=== HOW TO COMPLETE THIS TASK ===
Lift every line from the entries that includes the word "removed".
= = = = = = =
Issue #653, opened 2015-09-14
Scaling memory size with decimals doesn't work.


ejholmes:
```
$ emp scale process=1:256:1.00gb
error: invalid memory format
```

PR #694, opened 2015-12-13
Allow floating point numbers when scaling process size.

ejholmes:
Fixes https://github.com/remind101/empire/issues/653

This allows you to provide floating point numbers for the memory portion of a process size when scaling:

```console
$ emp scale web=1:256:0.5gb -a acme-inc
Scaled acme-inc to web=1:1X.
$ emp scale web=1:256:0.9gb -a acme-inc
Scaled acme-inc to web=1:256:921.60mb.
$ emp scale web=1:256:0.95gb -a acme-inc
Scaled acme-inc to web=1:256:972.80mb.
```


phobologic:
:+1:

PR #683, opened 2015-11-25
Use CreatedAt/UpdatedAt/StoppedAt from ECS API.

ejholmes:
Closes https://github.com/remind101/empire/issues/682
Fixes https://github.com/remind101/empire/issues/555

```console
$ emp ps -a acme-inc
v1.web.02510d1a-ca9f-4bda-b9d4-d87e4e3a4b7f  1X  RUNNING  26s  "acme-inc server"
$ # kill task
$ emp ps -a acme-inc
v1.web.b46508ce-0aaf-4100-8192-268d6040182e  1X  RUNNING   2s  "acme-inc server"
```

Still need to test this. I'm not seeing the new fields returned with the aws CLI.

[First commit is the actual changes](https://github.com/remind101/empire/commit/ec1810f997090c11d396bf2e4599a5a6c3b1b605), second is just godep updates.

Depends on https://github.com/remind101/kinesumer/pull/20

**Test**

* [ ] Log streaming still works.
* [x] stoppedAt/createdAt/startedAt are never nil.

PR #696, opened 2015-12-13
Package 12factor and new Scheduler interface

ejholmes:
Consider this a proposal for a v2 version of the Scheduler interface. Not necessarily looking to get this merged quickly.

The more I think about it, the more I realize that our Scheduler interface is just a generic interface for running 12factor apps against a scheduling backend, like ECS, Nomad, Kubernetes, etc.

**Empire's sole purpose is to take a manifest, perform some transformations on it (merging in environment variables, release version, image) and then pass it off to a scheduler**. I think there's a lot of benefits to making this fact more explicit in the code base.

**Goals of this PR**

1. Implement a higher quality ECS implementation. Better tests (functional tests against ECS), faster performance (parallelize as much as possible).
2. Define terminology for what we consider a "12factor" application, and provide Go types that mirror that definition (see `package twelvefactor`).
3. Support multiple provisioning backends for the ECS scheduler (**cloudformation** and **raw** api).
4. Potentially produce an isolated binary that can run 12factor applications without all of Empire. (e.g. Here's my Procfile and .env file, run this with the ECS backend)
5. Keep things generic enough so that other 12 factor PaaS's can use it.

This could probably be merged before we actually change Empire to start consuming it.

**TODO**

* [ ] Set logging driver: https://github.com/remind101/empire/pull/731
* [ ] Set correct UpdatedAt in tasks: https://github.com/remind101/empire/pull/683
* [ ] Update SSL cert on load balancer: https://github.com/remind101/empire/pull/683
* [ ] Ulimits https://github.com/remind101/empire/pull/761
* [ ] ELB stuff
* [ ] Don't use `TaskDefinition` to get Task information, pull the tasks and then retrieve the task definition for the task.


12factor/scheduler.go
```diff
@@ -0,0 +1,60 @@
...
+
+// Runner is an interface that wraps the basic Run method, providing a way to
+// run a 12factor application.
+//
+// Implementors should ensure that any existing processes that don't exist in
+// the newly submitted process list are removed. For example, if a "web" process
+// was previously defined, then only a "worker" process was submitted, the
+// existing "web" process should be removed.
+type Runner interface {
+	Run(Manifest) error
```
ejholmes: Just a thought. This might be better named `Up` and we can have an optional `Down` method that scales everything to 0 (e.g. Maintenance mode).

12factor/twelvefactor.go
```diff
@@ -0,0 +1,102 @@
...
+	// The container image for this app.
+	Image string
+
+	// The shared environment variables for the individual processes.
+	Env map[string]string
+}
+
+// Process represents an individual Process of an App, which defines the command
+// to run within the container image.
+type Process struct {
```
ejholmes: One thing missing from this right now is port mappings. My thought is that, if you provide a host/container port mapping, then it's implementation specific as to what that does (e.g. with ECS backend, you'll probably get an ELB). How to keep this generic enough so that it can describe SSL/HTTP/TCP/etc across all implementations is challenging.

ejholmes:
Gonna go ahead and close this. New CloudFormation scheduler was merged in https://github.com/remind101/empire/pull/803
= = = = = = =
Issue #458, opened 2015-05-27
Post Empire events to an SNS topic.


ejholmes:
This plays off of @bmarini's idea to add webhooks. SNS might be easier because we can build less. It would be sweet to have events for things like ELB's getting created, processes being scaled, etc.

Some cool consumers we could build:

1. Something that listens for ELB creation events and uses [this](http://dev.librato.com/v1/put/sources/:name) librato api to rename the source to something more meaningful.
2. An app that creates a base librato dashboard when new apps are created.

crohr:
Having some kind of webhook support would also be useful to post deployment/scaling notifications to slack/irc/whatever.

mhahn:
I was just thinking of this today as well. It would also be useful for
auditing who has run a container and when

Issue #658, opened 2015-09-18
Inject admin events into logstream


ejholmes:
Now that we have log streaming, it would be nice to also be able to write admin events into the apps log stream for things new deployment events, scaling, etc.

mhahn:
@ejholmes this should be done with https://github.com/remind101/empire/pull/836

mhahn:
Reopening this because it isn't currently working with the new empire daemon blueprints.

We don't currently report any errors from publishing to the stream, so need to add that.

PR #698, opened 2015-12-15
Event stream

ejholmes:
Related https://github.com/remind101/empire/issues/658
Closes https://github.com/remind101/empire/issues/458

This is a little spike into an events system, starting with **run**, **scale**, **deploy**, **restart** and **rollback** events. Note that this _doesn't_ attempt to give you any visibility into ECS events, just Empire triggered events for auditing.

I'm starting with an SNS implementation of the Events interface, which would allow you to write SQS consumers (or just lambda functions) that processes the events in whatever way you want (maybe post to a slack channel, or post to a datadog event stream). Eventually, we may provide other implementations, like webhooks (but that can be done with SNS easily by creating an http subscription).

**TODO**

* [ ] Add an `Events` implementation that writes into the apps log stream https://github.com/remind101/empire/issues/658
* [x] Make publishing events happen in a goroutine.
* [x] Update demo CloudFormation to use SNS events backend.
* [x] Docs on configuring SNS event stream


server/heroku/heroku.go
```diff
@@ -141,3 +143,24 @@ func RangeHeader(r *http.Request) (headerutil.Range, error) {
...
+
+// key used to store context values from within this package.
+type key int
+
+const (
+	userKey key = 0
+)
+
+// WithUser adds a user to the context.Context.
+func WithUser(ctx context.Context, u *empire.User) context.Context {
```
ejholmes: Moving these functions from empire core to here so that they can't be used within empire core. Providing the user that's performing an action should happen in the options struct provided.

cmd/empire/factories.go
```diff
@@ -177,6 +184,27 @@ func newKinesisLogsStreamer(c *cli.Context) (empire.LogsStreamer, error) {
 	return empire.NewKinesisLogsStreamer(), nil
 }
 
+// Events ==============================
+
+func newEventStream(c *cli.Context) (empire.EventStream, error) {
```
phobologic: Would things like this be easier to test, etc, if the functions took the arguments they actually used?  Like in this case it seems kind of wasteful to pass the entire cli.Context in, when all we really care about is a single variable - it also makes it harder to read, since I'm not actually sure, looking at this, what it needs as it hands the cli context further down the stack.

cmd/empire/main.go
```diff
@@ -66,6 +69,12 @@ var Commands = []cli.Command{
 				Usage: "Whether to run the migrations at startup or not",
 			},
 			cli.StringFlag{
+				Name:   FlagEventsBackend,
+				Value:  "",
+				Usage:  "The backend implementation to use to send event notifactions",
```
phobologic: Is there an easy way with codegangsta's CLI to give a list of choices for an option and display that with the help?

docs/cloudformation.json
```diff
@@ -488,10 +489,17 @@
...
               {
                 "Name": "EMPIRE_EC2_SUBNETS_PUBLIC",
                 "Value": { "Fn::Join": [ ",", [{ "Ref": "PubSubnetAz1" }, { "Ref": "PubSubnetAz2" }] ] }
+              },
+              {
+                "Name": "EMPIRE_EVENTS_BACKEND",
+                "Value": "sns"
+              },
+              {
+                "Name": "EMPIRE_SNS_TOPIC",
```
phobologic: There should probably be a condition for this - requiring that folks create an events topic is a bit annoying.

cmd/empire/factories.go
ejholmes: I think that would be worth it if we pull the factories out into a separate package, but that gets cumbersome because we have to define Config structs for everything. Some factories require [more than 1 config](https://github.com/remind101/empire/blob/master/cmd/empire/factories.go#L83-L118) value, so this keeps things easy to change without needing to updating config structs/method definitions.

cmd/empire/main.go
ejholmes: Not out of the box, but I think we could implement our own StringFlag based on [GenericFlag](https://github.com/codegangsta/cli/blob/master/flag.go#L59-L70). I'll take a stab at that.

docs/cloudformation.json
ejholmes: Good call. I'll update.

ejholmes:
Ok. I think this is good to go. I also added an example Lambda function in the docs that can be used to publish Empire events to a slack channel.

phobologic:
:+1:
= = = = = = =
=== EXERCISE RESPONSE ===
+// the newly submitted process list are removed. For example, if a "web" process
+// existing "web" process should be removed.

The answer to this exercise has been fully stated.